┌──
PR #5236, opened 2021-05-19
Update INSTALL.md

rogerfraser:
The path needs to include the bin folder in which all the binaries are installed.


PaulWessel (approved):
Thanks!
└──
> **Your instructions**:
Taking no liberties, give the material above again in full.

> **Exercise output**:
PR #5236, opened 2021-05-19
Update INSTALL.md

rogerfraser:
The path needs to include the bin folder in which all the binaries are installed.


PaulWessel (approved):
Thanks!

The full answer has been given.